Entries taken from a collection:
PR #1031, opened 2022-03-26
feat: add parameter for test name of each

ouduidui:
I want to supplement a parameter about index of the test case for test name of `each`.

```ts
test.each([
  [1, 1, 2],
  [1, 2, 3],
  [2, 1, 3],
])('the index of the test case is %#', (a, b, expected) => {
  expect(a + b).toBe(expected)
})

// this will return
// √ the index of the test case is 0
// √ the index of the test case is 1
// √ the index of the test case is 2
```


patak-dev (approved):

packages/vitest/src/runtime/suite.ts
```diff
@@ -14,7 +14,10 @@ export const test = createTest(
   },
 )
 
-function formatTitle(template: string, items: any[]) {
+function formatTitle(template: string, items: any[], idx: number) {
+  // '%#' match index of the test case
+  template = template.replace(/\%\#/g, `${idx}`)
```
patak-dev, line 19: Thinking about it, we should check that the `%` isn't scaped here, no? To account for the case: `%%#`

Maybe it should be something like:
```
template.replace(/%%/g,`__vitest_escaped_%__`).replace(/\%\#/g, `${idx}`).replace(/__vitest_escaped_%__/g, '%%')
```

We could still merge this PR and review the escaping of `%` in general in a future PR, looking at the code below these edge cases may not be considered for other cases.

ouduidui: Oh, It's a detail what I ignored. 
Thanks for letting me learn something.

patak-dev: A nitpick, but we may also want to avoid doing this dance if not needed. So we could wrap it with `if (template.includes('%#')) {` so we only do it when there is a chance the replacement will be applied.

ouduidui: I thought about this before, At the time I thought `includes` and `replace` both need traverse the template that add a layer of judgment is redunant.

but now I think what you're saying makes sense.

patak-dev (approved):

Issue #1032, opened 2022-03-26
Show more details when no files found


togami2864:
### Clear and concise description of the problem

Currently vitest only displays 'No test files found,' when test files are not found. I sometimes forget that I set watchIgnore or include and get confused.
If vitest show more details, We will be able to avoid missing the config.

### Suggested solution

I implemented it in a local environment as a test.
- with passWithNoTests
<img width="574" alt="スクリーンショット 2022-03-26 19 41 53" src="https://user-images.githubusercontent.com/62130798/160237539-638e8322-e3d0-4215-b350-3867325d7d9f.png">

- without --passWithNoTests
<img width="521" alt="スクリーンショット 2022-03-26 19 41 26" src="https://user-images.githubusercontent.com/62130798/160237515-84ef7fdf-1574-413c-9e5c-90df623319c0.png">

### Validations

- [X] Follow our [Code of Conduct](https://github.com/vitest-dev/vitest/blob/main/CODE_OF_CONDUCT.md)
- [X] Read the [Contributing Guidelines](https://github.com/vitest-dev/vitest/blob/main/CONTRIBUTING.md).
- [X] Read the [docs](https://vitest.dev/guide).
- [X] Check that there isn't already an issue that request the same feature to avoid creating a duplicate.

PR #1033, opened 2022-03-26
feat: show more details when no test files found

togami2864:
#1032 
Enable vitest to show 

- include
- watchIgnore

when no test files found.
screen shot

### DIFF
--- a/docs/config/index.md
+++ b/docs/config/index.md
@@ -318,6 +318,27 @@ Isolate environment for each test file
 
 Coverage options
 
+### testNamePattern
+
+- **Type** `string | RegExp`
+
+Run tests with full names matching the pattern.
+If you add `do not run` to this property, tests containing the word `do not run` in the test name will be skipped.
+
+```js
+import { expect, it } from 'vitest'
+
+// run
+test('run', () => {
+  expect(true).toBe(true)
+})
+
+// skipped
+test('do not run', () => {
+  expect(true).toBe(true)
+})
+```
+
 ### open
 
 - **Type:** `boolean`
--- a/docs/config/index.md
+++ b/docs/config/index.md
@@ -323,18 +323,18 @@ Coverage options
 - **Type** `string | RegExp`
 
 Run tests with full names matching the pattern.
-If you add `do not run` to this property, tests containing the word `do not run` in the test name will be skipped.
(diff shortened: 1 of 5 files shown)


packages/vitest/src/node/core.ts
```diff
@@ -114,12 +114,17 @@ export class Vitest {
     )
 
     if (!files.length) {
-      if (this.config.passWithNoTests)
-        this.log('No test files found\n')
+      const exitCode = this.config.passWithNoTests ? 0 : 1
+      if (this.config.passWithNoTests) { this.log(`No test files found, existing code with ${exitCode}\n`) }
```
dammy001, line 118:
```suggestion
      if (this.config.passWithNoTests) { this.log(`No test files found, exiting code with ${exitCode}\n`) }
```

docs/config/index.md
```diff
@@ -318,6 +318,27 @@ Isolate environment for each test file
 
 Coverage options
 
+### testNamePattern
+
+- **Type** `string | RegExp`
+
+Run tests with full names matching the pattern.
+If you add `do not run` to this property, tests containing the word `do not run` in the test name will be skipped.
```
sheremet-va, line 326: I feel like the opposite will happen? Only tests containing "do not run" will run, no?

packages/vitest/src/utils/base.ts
```diff
@@ -112,3 +112,11 @@ export function assertTypes(value: unknown, name: string, types: string[]): void
   const pass = types.includes(receivedType)
   if (!pass) throw new TypeError(`${name} value must be ${types.join(' or ')}, received "${receivedType}"`)
 }
+
+/**
+ * joinArrayItems
+ * convert Array<T> to a single string to display in stdout
+ */
+export function joinArrayItems(items: unknown[]): string {
```
sheremet-va, line 120: just out of interest, what is the difference between just calling `.join`? I see all test cases will return the same if called with `.join`

sheremet-va (changes requested):

packages/vitest/src/utils/base.ts
togami2864: Fixed to use `join` since `include` and `watchIgnore`  are absolutely the array. Thanks.

sheremet-va (approved):

PR #489, opened 2022-01-08
feat: json reporter

cexbrayat:
Fixes #108

Adds a JSON reporter, available with `--reporter json`.

It produces a JSON report of the test run in a similar format to the default Jest one (produced with `--json`, see https://jestjs.io/docs/cli#--json).

The Jest result format is defined [here](https://github.com/facebook/jest/blob/fe5e91c1b86323ab02b3de9d322b77e65a64e75a/packages/jest-test-result/src/types.ts#L58-L75).

Vitest JSON reporter uses a simplified version of this format:

```ts
interface TestResult {
  displayName?: string
  failureMessage?: string | null
  skipped: boolean
  status?: string
  testFilePath?: string
}
interface AggregatedResult {
  numFailedTests: number
  numFailedTestSuites: number
  numPassedTests: number
  numPassedTestSuites: number
  numPendingTests: number
  numTodoTests: number
  numPendingTestSuites: number
  numTotalTests: number
  numTotalTestSuites: number
  startTime: number
  success: boolean
  testResults: Array<TestResult>
}
```

PR #1034, opened 2022-03-27
fix: align json output with jest's

zxch3n:
In the current version(v0.7.11), the JSON reporter's output format deviates from jest's. See [Stackblitz example](https://stackblitz.com/edit/vitest-dev-vitest-gsjy9q?file=jest_output.json).

In PR https://github.com/vitest-dev/vitest/pull/489 json reporter is added, it implements the subset of jest's [AggregatedResult type](https://github.com/facebook/jest/blob/fe5e91c1b86323ab02b3de9d322b77e65a64e75a/packages/jest-test-result/src/types.ts#L58-L75). However, jest --json output is using [FormattedTestResults](https://github.com/facebook/jest/blob/fe5e91c1b86323ab02b3de9d322b77e65a64e75a/packages/jest-test-result/src/types.ts#L138-L154). 

And each object in `testResults` should represents a file rather than a test case.

### DIFF
--- a/packages/vitest/src/node/reporters/json.ts
+++ b/packages/vitest/src/node/reporters/json.ts
@@ -110,8 +110,11 @@ export class JsonReporter implements Reporter {
         } as FormattedAssertionResult
       })
 
-      if (tests.some(t => t.result?.state === 'run'))
-        this.ctx.console.warn('WARNING: Some tests are still running when generating the JSON report. This is likely an internal bug in Vitest.')
+      if (tests.some(t => t.result?.state === 'run')) {
+        this.ctx.console.warn('WARNING: Some tests are still running when generating the JSON report.'
+        + 'This is likely an internal bug in Vitest.'
+        + 'Please report it to https://github.com/vitest-dev/vitest/issues')
+      }
 
       testResults.push({
         assertionResults,
--- a/packages/vitest/src/node/reporters/json.ts
+++ b/packages/vitest/src/node/reporters/json.ts
@@ -1,38 +1,52 @@
 import { existsSync, promises as fs } from 'fs'
 import { dirname, resolve } from 'pathe'
 import type { Vitest } from '../../node'
-import type { File, Reporter } from '../../types'
+import type { File, Reporter, Suite, Test } from '../../types'
 import { getSuites, getTests } from '../../utils'
 
 // for compatibility reasons, the reporter produces a JSON similar to the one produced by the Jest JSON reporter
 // the following types are extracted from the Jest repository (and simplified)
+
+type Status = 'passed' | 'failed' | 'skipped' | 'pending' | 'todo' | 'disabled'
 type Milliseconds = number
-interface TestResult {
-  displayName?: string
-  failureMessage?: string | null
-  skipped: boolean
-  status?: string
-  testFilePath?: string
-  perfStats: {
-    end?: Milliseconds
-    runtime?: Milliseconds
-    start?: Milliseconds
-  }
+
+interface FormattedAssertionResult {
+  ancestorTitles: Array<string>
+  fullName: string
+  // location?: Callsite | null
+  status: Status
+  title: string
+  duration?: Milliseconds | null
 }
 
-interface AggregatedResult {
+interface FormattedTestResult {
+  message: string
+  name: string
+  summary: string
+  status: 'failed' | 'passed'
+  startTime: number
+  endTime: number
+  // coverage: unknown
+  assertionResults: Array<FormattedAssertionResult>
+}
+
+interface FormattedTestResults {
+  // coverageMap?: CoverageMap | null | undefined
   numFailedTests: number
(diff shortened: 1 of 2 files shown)


patak-dev:
Thanks for the PR @zxch3n! Things like status being `pass` instead of `passed` looks quite important to correct. Interesting that no one noticed this before. I wonder if tools consuming this format are able to accept both.

@cexbrayat would you help us review this PR and check that it won't be a breaking change for your use case?

packages/vitest/src/node/reporters/json.ts
```diff
@@ -60,20 +84,74 @@ export class JsonReporter implements Reporter {
...
+      const file = test.file
+      if (file) {
+        if (!fileToTestCases.has(file.filepath))
+          fileToTestCases.set(file.filepath, { file, tests: [] })
+
+        fileToTestCases.get(file.filepath)!.tests.push(test)
+      }
+    }
+
+    for (const [filepath, { tests, file }] of fileToTestCases) {
```
patak-dev, line 100: I think that we could avoid calling `getTests` and then reconstruct the file-to-tests map if we iterate by file here. See getTests that will give you all the tests flatten for a file
https://github.com/vitest-dev/vitest/blob/a1922a07c54bf3f3b2cd9e2f23376ba254f97bab/packages/vitest/src/utils/tasks.ts#L4

```js
for (const file of files) {
  const tests = getTests(file)
```

packages/vitest/src/node/reporters/json.ts
```diff
@@ -60,20 +84,74 @@ export class JsonReporter implements Reporter {
...
+      })
+
+      testResults.push({
+        assertionResults,
+        startTime,
+        endTime,
+        status: tests.every(t =>
+          t.result?.state === 'pass'
+           || t.result?.state === 'skip'
+           || t.result?.state === 'run'
```
patak-dev, line 132: Wouldn't be an internal error to still have a `run` state here?

packages/vitest/src/node/reporters/json.ts
zxch3n: Yeah. You're right

packages/vitest/src/node/reporters/json.ts
zxch3n: I'm not very familiar with the internal logic. Should I add a failure message in this case?

patak-dev: Maybe leave it as failed?

zxch3n: Should we throw an error here or append a failure message to the result? Or do anything to let the user know?

patak-dev: I think we could emit a warning and set it as failed in the output json.

packages/vitest/src/node/reporters/json.ts
```diff
@@ -47,33 +71,80 @@ export class JsonReporter implements Reporter {
...
-    const tests = getTests(files)
-    const numTotalTests = tests.length
+    const fileToTestCases = new Map<File, Test[]>()
 
+    for (const file of files) {
+      const relatedTests = getTests([file])
+      fileToTestCases.set(file, relatedTests)
+    }
+
+    const tests = [...fileToTestCases.values()].flat()
```
patak-dev, line 81: I think there is no problem in calling `getTests` twice. This line could remain as `const tests = getTests(files)` and the `fileToTestCases` map isn't needed then. You can directly use `for (const file of files) {` in line 94.

packages/vitest/src/node/reporters/json.ts
zxch3n: done

cexbrayat (approved):
LGTM, thanks @zxch3n 👍

krzysztofradomski:
Hey all. Just like to add wanted to weight in from a  hmm regular user's perspective ;)
In my current project we've recently switched from jest to vitest, very happy with the change, but the we could not consume the json output in Storybook... So I wrote a simple Storybook addon, which I published to npm just yesterday. This addon of mine depends on the current structure of the output file, and now today I've found this thread haha!

patak-dev:
> Hey all. Just like to add wanted to weight in from a hmm regular user's perspective ;) In my current project we've recently switched from jest to vitest, very happy with the change, but the we could not consume the json output in Storybook... So I wrote a simple Storybook addon, which I published to npm just yesterday. This addon of mine depends on the current structure of the output file, and now today I've found this thread haha!

😬 
Well, at least it should be only about removing the addon, no? Have you tried this PR? It would be good to get another confirmation that it is working as expected.

patak-dev (approved):

krzysztofradomski:
Hmm I might give this branch a try later today... Maybe I should just
update my addon - I was so proud of it, so not gonna ditch it so fast lol

pon., 28 mar 2022, 13:45 użytkownik patak ***@***.***>
napisał:

PR #1038, opened 2022-03-27
fix: update resolves docs

ouduidui:
I think there is something wrong that a sentence of resolves descrition .

```
Use it to unwrap value from pending promise and assert its value with usual assertions. 
```

Shouldn't we be able to wrap value when promise is fulfilled, instead of pending?

### DIFF
--- a/docs/api/index.md
+++ b/docs/api/index.md
@@ -889,7 +889,7 @@ TODO
 
 - **Type:** `Promisify<Assertions>`
 
-  `resolves` is intended to remove boilerplate when asserting asynchronous code. Use it to unwrap value from pending promise and assert its value with usual assertions. If promise rejects, the assertion will fail.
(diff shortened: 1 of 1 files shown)


sheremet-va (changes requested):
Promise is `pending` if it was not fullfilled/rejected. Your sentence implies it should be called like this: 

```ts
expect(await promise).resolves.toBe('smth');
``` 

But if Promise will always be `pending` if it was passed just as is (because microtask wasn't fired yet), so current wording is more correct

ouduidui:
> Promise is `pending` if it was not fullfilled/rejected. Your sentence implies it should be called like this:
> 
> ```ts
> expect(await promise).resolves.toBe('smth');
> ```
> 
> But it Promise will always be `pending` if it was passed just as is (because microtask wasn't fired yet), so current wording is more correct

You're right, I'll have to think about it.

thanks.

*Your assignment*: Write out every line from the entries where "resolves" appears.

*Finished exercise*:
fix: update resolves docs
I think there is something wrong that a sentence of resolves descrition .
-  `resolves` is intended to remove boilerplate when asserting asynchronous code. Use it to unwrap value from pending promise and assert its value with usual assertions. If promise rejects, the assertion will fail.
expect(await promise).resolves.toBe('smth');
> expect(await promise).resolves.toBe('smth');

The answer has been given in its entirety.